[Collected data entries]
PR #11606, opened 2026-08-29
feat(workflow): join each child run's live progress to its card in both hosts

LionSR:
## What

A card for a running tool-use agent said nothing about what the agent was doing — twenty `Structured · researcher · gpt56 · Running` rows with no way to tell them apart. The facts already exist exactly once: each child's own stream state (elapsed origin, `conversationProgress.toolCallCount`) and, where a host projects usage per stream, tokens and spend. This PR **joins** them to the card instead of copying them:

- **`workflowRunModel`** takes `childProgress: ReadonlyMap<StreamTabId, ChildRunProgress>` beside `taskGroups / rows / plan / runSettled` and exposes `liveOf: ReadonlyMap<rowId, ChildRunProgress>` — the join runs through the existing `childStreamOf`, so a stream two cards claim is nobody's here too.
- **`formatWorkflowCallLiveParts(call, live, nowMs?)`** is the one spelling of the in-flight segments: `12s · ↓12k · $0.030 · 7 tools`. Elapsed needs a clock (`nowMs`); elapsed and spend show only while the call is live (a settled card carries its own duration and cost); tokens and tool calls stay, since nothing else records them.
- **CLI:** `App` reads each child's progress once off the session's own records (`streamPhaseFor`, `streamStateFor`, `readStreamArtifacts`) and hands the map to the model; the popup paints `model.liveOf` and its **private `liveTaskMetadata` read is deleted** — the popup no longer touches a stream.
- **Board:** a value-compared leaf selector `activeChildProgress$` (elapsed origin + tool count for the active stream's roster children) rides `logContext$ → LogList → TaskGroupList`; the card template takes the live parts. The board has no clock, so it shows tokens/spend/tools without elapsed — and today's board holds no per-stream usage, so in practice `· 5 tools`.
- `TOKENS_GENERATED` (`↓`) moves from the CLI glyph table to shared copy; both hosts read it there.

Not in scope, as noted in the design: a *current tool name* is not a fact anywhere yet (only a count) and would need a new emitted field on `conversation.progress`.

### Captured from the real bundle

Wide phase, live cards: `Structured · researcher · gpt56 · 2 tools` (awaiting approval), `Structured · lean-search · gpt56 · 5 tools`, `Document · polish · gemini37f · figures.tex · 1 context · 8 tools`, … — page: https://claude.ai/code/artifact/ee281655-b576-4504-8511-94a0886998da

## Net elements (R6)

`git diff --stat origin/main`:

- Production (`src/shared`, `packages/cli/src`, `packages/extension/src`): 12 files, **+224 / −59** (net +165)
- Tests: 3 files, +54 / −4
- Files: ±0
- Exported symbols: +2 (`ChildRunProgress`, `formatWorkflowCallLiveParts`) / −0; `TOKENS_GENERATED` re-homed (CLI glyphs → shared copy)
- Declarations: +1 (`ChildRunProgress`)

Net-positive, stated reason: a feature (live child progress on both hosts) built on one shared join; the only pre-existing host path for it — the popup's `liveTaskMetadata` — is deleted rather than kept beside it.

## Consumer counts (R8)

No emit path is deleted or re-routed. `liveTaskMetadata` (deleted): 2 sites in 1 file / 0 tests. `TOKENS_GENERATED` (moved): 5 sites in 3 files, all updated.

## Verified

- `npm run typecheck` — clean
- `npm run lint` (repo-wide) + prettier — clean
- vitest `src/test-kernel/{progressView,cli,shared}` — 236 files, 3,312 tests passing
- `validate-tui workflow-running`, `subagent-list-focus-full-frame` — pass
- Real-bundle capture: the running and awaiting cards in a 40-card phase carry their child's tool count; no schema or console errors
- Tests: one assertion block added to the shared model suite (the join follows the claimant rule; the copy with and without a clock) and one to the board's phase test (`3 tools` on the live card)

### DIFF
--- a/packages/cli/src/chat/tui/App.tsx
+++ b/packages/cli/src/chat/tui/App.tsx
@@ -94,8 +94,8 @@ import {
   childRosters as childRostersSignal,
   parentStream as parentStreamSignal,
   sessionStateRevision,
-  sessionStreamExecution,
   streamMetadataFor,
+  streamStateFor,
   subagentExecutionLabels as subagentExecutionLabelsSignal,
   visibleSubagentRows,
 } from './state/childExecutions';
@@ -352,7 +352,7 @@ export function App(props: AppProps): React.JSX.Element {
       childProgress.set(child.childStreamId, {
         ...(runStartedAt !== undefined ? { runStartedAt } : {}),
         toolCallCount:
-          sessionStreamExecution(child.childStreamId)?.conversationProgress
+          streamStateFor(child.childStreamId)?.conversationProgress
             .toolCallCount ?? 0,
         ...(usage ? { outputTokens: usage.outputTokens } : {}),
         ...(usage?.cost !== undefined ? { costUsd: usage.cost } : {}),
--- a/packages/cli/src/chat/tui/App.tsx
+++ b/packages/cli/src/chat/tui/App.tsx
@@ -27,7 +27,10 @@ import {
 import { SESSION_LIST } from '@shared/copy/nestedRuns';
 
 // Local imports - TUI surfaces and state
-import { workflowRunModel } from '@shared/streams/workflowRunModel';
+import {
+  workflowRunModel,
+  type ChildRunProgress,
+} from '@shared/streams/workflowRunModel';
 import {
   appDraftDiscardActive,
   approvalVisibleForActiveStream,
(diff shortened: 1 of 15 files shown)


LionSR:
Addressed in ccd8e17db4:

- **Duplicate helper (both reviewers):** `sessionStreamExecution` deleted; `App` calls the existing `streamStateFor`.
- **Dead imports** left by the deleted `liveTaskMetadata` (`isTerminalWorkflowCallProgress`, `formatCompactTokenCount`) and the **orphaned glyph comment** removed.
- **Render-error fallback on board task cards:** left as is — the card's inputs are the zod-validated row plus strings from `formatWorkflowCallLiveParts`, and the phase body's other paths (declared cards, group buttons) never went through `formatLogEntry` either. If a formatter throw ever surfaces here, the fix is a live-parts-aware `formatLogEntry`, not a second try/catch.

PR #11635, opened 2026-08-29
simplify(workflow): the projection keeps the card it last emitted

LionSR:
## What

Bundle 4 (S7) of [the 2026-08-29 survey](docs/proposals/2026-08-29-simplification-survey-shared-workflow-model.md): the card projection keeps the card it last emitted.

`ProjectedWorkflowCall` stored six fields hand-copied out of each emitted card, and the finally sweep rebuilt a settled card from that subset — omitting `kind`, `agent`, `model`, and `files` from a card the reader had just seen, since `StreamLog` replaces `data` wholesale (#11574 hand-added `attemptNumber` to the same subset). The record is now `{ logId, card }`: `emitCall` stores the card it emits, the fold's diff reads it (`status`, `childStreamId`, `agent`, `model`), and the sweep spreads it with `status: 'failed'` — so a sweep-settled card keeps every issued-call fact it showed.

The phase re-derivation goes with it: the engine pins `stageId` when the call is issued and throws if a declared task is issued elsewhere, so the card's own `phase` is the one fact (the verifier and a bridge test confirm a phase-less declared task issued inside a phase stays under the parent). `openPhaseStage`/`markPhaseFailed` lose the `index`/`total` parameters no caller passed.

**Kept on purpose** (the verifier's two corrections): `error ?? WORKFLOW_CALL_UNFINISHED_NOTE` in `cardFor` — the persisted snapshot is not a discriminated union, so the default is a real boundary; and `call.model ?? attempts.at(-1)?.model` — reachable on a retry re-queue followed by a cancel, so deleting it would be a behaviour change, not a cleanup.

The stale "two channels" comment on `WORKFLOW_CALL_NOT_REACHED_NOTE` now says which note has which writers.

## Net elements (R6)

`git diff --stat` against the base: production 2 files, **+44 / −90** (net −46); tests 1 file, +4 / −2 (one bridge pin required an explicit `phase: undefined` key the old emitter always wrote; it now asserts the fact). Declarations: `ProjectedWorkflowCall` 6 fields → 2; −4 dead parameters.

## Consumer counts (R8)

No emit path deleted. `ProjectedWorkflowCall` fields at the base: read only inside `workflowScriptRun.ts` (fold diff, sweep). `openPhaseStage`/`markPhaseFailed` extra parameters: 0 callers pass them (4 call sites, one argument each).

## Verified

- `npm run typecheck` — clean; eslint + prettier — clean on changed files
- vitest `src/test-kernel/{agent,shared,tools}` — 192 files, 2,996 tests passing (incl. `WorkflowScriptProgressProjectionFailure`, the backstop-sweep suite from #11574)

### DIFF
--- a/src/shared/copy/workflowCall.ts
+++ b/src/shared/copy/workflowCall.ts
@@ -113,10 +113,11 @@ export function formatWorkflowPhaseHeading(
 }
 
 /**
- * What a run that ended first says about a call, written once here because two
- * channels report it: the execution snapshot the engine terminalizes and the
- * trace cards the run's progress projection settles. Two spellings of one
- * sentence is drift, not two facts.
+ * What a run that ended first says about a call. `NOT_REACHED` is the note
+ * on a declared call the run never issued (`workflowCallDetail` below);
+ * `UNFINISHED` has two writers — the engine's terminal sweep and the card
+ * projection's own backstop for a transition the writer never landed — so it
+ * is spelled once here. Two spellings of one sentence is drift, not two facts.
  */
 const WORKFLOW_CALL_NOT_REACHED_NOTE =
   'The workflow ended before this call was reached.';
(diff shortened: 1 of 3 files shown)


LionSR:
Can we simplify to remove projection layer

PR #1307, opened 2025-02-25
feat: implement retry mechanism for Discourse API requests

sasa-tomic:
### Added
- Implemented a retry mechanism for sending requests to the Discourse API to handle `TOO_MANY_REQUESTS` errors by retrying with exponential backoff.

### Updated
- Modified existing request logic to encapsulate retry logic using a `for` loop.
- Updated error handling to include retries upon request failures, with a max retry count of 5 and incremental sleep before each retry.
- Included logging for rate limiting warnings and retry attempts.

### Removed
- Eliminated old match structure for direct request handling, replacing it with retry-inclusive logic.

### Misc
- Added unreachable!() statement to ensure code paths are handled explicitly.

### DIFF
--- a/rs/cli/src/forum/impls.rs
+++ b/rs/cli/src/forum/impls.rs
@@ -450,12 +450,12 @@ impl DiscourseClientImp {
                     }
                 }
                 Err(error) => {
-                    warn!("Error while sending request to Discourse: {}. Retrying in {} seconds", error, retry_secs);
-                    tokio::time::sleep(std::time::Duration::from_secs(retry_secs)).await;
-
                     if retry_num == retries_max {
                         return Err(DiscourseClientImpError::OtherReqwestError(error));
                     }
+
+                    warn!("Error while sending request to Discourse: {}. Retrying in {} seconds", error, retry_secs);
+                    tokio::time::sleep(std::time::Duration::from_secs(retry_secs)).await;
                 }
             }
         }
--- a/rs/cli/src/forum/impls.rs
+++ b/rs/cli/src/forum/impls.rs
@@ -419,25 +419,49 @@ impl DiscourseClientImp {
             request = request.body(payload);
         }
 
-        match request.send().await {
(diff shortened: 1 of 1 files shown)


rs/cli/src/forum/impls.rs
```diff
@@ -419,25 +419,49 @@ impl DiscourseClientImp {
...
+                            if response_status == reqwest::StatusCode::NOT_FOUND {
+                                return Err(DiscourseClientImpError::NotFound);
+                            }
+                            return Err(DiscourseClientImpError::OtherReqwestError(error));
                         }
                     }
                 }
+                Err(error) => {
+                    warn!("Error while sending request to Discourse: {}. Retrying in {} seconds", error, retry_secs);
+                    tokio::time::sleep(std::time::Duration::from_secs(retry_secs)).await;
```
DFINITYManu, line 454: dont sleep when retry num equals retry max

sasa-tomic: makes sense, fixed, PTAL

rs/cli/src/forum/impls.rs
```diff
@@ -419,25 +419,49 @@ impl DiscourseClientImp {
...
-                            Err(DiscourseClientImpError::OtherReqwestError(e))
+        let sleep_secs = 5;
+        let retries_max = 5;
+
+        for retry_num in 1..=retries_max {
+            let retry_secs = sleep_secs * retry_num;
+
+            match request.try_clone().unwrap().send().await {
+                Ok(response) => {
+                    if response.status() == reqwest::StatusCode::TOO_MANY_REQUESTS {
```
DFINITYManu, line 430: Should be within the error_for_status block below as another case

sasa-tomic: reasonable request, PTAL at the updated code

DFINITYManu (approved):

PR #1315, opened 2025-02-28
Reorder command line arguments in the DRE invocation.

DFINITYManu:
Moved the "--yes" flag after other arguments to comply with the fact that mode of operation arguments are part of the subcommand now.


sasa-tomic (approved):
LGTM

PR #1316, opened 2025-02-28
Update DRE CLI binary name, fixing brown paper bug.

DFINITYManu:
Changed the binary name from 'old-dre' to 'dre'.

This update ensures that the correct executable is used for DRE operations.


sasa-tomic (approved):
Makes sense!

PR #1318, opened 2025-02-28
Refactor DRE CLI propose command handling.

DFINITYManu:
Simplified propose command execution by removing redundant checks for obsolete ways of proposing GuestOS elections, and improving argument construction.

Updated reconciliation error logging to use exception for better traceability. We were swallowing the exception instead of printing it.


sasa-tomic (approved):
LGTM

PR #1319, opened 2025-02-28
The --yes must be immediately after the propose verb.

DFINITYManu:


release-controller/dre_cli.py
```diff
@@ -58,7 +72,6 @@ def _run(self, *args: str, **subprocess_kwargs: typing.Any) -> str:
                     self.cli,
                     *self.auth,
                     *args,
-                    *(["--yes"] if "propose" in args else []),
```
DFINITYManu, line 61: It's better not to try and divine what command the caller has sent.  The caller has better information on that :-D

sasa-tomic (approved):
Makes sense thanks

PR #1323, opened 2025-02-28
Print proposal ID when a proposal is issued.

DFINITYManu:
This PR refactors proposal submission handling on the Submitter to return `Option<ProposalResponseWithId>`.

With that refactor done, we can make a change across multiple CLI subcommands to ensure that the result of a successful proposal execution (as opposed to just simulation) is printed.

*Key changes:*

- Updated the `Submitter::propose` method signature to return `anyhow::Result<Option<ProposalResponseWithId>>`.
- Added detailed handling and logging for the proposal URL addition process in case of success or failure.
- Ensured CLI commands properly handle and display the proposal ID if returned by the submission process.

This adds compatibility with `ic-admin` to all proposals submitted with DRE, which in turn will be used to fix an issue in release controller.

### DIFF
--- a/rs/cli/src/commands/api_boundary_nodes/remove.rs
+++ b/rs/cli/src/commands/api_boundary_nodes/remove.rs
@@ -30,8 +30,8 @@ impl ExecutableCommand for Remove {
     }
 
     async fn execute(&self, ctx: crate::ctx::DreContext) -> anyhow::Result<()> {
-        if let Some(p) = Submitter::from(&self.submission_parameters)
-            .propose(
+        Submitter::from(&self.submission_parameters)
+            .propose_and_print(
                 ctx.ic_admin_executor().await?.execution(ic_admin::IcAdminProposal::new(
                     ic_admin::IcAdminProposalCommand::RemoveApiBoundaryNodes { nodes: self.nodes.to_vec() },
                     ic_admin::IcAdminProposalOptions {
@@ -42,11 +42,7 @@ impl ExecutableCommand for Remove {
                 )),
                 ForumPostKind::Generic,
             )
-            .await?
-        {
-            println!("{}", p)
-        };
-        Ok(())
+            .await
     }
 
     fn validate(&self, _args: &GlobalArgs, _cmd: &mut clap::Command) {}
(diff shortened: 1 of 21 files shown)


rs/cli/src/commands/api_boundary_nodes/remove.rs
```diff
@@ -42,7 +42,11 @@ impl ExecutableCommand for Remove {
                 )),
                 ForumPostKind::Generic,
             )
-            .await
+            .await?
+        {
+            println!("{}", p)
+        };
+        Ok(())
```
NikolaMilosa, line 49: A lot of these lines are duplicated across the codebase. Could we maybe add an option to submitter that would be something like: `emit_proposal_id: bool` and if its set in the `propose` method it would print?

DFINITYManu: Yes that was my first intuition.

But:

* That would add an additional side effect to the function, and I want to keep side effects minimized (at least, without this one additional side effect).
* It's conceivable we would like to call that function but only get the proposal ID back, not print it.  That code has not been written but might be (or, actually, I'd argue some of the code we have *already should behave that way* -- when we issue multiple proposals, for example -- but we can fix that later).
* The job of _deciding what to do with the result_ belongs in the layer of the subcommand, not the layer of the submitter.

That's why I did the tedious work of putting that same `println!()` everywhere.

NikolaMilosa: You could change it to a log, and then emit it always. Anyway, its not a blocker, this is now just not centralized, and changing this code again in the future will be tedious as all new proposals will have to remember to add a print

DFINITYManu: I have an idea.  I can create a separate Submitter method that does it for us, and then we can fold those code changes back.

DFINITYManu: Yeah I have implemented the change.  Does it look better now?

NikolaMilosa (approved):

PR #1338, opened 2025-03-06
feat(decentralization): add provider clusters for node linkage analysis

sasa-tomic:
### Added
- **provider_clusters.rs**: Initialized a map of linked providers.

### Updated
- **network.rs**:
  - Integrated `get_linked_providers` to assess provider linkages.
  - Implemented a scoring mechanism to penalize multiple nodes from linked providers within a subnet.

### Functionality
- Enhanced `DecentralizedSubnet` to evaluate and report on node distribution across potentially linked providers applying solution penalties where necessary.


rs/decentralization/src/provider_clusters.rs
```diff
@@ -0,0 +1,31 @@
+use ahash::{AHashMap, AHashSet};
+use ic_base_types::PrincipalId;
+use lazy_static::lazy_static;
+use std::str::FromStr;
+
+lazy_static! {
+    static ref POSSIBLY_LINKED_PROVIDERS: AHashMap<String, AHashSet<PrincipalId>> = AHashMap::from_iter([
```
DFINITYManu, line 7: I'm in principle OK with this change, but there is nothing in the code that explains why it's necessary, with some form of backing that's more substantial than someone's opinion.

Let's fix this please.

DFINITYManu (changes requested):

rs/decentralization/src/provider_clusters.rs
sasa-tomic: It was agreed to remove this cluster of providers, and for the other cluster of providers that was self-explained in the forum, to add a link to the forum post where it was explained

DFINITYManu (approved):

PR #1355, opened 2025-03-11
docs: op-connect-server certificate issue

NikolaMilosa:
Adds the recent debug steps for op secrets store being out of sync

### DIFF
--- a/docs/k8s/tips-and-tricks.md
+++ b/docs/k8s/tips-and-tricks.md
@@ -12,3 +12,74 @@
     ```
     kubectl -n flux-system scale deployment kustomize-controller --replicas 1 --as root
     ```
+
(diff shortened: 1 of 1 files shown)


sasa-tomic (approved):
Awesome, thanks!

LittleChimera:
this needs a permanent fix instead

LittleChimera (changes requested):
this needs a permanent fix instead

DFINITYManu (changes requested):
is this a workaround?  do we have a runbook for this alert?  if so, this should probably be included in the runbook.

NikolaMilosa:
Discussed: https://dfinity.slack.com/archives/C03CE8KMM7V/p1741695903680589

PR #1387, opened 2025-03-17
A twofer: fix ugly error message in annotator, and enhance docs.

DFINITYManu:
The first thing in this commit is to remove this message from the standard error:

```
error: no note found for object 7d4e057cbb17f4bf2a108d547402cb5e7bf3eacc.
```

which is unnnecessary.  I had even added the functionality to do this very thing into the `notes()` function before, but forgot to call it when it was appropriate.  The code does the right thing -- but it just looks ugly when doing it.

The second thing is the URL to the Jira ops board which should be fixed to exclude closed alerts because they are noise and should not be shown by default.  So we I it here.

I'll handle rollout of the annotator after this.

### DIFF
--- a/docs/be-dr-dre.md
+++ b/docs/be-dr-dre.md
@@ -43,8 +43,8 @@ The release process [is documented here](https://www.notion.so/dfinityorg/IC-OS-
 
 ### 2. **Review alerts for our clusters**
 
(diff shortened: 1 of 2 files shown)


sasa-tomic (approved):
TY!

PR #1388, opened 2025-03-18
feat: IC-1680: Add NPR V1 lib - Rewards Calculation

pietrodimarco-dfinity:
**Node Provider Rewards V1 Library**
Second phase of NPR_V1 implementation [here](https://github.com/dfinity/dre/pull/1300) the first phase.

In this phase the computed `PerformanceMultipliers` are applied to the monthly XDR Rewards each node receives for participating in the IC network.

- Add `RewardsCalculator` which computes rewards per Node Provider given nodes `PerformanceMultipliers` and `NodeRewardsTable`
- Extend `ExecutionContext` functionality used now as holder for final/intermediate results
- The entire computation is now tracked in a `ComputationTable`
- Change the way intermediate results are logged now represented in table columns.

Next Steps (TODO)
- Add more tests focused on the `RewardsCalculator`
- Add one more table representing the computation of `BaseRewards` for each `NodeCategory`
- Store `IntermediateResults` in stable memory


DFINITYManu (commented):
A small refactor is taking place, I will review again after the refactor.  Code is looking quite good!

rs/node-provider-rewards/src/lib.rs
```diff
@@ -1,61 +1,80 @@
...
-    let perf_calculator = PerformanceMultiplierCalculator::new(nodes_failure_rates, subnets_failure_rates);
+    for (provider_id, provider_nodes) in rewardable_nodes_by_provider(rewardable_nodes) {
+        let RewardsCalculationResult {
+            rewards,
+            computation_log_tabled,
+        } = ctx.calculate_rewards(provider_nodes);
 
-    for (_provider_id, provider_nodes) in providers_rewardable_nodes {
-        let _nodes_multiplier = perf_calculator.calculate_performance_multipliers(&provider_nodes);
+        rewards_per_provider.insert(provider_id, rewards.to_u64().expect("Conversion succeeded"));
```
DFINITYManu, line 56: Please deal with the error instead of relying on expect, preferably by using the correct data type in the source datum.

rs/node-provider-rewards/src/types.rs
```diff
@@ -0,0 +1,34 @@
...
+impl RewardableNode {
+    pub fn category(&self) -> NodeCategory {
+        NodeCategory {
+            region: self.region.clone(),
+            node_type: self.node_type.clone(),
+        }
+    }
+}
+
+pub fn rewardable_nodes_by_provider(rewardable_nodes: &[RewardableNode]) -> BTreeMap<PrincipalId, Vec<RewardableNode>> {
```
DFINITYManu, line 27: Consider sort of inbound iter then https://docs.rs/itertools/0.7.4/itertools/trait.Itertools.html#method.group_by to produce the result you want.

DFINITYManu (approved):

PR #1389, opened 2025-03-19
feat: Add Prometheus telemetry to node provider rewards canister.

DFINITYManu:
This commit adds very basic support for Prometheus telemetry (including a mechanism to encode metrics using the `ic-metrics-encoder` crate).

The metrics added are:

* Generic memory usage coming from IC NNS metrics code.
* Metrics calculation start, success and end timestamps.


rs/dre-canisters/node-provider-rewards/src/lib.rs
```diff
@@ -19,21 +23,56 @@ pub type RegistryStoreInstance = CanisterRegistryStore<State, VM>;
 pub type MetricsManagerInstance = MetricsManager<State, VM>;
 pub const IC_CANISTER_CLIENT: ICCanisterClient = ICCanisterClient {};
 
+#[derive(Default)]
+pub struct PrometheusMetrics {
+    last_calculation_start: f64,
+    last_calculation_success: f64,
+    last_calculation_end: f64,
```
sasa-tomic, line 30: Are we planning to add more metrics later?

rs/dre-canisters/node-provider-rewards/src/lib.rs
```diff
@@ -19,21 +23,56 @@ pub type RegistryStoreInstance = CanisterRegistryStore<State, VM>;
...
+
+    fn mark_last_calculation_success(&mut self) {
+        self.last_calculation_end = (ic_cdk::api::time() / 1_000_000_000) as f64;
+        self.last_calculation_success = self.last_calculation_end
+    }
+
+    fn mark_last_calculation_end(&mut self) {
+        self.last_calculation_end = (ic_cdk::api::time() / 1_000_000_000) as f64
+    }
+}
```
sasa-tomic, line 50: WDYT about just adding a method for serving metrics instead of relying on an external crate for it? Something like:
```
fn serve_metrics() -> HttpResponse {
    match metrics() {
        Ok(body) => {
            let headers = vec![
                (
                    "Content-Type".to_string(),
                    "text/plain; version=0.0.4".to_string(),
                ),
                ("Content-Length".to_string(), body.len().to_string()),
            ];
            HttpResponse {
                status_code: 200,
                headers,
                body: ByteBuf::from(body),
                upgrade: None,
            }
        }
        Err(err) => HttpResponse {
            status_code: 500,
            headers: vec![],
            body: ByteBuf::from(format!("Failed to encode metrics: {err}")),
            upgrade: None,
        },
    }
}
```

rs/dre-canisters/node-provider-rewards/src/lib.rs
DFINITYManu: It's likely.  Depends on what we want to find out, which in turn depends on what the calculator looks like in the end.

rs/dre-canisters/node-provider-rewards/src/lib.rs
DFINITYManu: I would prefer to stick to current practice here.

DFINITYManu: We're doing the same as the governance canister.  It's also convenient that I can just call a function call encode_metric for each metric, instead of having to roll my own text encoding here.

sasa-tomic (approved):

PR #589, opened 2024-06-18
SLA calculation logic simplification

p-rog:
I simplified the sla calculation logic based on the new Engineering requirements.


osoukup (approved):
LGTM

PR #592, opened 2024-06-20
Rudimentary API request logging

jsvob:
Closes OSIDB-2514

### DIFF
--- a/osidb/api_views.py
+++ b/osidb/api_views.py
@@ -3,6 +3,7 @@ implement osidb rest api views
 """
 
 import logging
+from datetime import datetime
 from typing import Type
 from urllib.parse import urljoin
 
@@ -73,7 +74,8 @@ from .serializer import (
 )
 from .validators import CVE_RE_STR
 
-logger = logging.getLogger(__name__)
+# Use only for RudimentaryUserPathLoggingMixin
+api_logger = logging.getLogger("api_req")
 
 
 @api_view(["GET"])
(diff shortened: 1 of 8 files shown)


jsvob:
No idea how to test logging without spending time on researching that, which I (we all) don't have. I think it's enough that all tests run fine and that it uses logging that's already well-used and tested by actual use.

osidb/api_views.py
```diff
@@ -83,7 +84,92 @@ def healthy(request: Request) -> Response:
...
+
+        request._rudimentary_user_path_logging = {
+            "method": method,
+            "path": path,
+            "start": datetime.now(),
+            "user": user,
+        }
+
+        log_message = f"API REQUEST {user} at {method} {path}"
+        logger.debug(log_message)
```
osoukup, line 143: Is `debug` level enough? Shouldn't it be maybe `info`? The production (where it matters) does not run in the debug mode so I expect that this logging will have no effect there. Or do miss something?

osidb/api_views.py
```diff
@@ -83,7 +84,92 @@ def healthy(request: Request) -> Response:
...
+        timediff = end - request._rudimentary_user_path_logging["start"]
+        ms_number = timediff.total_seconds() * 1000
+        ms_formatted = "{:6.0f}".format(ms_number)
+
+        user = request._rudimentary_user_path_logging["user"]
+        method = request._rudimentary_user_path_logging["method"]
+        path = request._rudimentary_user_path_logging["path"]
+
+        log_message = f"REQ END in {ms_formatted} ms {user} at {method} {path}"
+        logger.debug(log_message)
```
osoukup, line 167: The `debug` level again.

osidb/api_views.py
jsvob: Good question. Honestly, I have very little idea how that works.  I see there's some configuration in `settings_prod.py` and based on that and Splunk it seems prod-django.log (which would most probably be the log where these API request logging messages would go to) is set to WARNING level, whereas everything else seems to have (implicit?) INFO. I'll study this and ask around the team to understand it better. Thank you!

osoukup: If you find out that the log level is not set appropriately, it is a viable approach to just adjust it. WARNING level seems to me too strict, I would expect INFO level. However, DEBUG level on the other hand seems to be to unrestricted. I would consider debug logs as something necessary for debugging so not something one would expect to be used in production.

• Problem details
Track down every line in the entries that includes the string "alerts", and copy it.

• Output for this task
The second thing is the URL to the Jira ops board which should be fixed to exclude closed alerts because they are noise and should not be shown by default.  So we I it here.
 ### 2. **Review alerts for our clusters**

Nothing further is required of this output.